/---

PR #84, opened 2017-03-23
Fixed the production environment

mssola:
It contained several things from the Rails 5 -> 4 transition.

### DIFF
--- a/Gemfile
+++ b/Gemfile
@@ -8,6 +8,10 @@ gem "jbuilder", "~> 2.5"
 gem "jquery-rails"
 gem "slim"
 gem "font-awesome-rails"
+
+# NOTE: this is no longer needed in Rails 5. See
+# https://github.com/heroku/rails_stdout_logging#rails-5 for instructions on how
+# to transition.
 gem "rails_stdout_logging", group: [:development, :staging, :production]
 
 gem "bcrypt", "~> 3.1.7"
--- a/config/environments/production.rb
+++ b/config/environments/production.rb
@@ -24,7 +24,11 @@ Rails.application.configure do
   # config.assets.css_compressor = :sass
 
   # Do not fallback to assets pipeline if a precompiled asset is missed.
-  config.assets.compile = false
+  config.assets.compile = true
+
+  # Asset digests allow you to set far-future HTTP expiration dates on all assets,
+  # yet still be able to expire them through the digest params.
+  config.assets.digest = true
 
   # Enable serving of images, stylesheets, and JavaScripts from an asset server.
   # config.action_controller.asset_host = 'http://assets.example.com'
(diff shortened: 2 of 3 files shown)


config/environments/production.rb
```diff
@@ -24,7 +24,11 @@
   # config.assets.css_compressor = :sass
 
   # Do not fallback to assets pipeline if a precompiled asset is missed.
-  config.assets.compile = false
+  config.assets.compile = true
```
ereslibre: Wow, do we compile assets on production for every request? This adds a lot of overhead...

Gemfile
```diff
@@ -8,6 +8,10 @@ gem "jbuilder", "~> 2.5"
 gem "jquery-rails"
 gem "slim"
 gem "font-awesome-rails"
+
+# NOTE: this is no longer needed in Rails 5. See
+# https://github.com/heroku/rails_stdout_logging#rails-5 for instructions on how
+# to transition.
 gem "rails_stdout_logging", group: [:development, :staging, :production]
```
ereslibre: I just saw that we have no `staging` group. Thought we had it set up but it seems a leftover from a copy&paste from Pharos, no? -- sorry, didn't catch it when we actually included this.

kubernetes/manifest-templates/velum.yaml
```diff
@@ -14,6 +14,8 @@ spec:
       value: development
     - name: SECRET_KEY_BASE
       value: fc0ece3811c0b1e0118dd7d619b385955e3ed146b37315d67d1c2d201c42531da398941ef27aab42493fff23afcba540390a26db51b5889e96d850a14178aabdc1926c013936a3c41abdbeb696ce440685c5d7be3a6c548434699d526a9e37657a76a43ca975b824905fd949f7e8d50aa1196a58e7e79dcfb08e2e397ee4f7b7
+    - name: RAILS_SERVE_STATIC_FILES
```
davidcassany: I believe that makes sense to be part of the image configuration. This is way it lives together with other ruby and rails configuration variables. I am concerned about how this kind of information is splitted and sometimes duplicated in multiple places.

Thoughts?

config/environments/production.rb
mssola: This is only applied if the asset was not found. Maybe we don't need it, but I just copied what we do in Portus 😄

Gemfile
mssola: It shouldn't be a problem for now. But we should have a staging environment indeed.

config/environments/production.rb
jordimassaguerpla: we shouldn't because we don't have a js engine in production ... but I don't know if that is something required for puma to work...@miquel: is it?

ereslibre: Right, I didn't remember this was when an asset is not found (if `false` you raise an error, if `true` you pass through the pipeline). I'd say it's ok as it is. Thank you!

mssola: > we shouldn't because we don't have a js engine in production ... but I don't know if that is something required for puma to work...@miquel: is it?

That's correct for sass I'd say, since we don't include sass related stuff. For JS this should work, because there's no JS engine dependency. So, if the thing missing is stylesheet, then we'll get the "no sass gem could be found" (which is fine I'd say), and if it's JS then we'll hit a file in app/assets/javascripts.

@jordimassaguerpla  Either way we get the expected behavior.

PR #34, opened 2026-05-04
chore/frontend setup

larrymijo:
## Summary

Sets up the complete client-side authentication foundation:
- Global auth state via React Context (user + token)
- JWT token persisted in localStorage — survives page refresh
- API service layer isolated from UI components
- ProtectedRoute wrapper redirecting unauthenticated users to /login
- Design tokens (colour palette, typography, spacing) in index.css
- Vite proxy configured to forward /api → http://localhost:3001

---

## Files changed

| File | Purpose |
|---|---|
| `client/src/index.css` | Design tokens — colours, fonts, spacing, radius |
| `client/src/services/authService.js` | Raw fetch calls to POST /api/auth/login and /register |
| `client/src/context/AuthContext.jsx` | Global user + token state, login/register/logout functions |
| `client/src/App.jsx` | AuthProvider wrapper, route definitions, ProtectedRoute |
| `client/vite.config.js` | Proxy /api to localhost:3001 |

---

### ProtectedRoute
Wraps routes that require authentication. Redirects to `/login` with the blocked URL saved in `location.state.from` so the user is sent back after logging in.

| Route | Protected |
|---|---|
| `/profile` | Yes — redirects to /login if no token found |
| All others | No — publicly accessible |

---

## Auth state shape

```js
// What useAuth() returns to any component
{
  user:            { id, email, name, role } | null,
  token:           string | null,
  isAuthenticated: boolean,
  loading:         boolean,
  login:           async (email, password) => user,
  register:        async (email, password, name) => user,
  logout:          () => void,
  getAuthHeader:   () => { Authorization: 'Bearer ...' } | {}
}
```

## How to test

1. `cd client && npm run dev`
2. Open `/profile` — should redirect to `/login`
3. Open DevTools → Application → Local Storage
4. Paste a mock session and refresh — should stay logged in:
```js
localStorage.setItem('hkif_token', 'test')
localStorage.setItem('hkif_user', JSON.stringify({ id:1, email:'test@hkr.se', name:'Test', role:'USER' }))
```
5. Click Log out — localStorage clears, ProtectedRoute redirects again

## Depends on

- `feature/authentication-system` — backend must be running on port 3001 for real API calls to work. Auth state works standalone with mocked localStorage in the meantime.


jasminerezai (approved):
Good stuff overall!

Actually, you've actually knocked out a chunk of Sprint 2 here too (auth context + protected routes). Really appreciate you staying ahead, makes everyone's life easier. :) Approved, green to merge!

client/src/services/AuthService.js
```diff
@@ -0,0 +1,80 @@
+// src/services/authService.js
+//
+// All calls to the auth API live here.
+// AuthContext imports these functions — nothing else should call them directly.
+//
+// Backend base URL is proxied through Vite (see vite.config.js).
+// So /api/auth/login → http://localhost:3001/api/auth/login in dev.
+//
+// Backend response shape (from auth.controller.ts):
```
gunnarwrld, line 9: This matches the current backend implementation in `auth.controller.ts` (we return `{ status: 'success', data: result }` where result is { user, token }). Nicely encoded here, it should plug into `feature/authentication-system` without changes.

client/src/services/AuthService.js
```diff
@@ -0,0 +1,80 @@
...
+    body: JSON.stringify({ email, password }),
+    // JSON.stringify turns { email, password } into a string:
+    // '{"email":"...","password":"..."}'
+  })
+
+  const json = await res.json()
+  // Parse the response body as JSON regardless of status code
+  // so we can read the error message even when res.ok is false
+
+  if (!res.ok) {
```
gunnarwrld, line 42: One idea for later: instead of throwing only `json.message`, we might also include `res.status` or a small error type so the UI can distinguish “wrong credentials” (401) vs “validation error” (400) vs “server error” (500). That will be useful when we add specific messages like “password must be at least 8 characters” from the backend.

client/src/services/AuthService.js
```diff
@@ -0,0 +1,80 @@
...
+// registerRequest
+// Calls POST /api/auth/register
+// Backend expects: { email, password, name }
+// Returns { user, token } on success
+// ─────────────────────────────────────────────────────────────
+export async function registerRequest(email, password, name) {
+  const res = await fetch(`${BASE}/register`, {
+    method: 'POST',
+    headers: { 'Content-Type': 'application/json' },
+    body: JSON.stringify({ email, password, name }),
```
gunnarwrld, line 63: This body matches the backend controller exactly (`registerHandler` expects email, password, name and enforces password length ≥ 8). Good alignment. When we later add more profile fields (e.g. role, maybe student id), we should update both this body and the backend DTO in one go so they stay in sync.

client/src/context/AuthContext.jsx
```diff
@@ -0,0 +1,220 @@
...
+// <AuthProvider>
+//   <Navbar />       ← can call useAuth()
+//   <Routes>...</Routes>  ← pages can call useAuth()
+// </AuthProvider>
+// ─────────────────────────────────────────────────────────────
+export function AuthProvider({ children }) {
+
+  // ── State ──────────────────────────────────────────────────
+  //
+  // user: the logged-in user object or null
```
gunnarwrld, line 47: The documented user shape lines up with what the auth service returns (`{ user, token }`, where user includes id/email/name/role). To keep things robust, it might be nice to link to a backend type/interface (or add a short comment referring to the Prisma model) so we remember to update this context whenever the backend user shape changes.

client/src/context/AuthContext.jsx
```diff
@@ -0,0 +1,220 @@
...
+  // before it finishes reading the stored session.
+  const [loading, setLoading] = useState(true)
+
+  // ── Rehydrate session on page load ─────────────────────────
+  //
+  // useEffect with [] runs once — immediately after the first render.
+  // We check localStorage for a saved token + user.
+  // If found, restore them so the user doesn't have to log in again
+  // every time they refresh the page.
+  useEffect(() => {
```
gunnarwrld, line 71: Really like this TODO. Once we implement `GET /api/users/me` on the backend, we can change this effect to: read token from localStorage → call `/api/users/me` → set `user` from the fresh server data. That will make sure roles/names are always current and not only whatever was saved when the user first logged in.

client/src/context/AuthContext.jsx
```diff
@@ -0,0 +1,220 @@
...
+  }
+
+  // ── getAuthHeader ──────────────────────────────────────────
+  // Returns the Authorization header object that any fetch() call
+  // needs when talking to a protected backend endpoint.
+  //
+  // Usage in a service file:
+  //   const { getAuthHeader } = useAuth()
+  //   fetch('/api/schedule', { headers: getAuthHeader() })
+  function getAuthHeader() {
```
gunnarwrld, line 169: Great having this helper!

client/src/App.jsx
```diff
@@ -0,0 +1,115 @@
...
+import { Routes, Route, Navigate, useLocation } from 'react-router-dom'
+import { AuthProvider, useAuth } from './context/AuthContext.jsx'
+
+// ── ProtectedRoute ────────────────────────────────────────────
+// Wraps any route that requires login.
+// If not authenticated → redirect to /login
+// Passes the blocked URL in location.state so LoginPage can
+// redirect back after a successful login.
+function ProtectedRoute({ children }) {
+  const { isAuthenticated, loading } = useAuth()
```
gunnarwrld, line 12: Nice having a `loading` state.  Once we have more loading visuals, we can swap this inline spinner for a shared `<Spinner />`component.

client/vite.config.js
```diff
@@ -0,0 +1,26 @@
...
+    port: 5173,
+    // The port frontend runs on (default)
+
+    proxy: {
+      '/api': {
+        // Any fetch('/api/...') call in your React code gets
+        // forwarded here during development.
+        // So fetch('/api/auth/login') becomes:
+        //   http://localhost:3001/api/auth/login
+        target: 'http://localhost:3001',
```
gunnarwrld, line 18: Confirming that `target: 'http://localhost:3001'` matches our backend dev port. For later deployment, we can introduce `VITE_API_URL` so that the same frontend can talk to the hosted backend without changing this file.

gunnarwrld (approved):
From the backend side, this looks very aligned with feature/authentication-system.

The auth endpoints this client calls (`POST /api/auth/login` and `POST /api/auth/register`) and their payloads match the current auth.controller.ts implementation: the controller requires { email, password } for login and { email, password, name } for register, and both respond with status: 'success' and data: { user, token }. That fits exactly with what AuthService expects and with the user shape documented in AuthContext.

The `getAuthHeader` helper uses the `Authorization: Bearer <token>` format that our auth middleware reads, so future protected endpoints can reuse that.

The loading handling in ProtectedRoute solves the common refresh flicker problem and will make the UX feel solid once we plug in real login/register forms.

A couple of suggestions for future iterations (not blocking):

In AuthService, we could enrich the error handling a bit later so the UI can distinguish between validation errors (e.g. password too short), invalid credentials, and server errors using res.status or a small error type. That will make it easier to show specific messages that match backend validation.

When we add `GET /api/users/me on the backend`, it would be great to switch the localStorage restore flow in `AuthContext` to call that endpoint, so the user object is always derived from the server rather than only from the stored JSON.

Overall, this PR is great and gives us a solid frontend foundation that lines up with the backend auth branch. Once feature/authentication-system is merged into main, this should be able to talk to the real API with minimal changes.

\---

◆ EXERCISE INSTRUCTIONS ◆
In the listing above, find the line with "- Design tokens" and the line with "and /register |"; output exactly those lines and all lines between them.

◆ YOUR SOLUTION ◆
- Design tokens (colour palette, typography, spacing) in index.css
- Vite proxy configured to forward /api → http://localhost:3001

---

## Files changed

| File | Purpose |
|---|---|
| `client/src/index.css` | Design tokens — colours, fonts, spacing, radius |
| `client/src/services/authService.js` | Raw fetch calls to POST /api/auth/login and /register |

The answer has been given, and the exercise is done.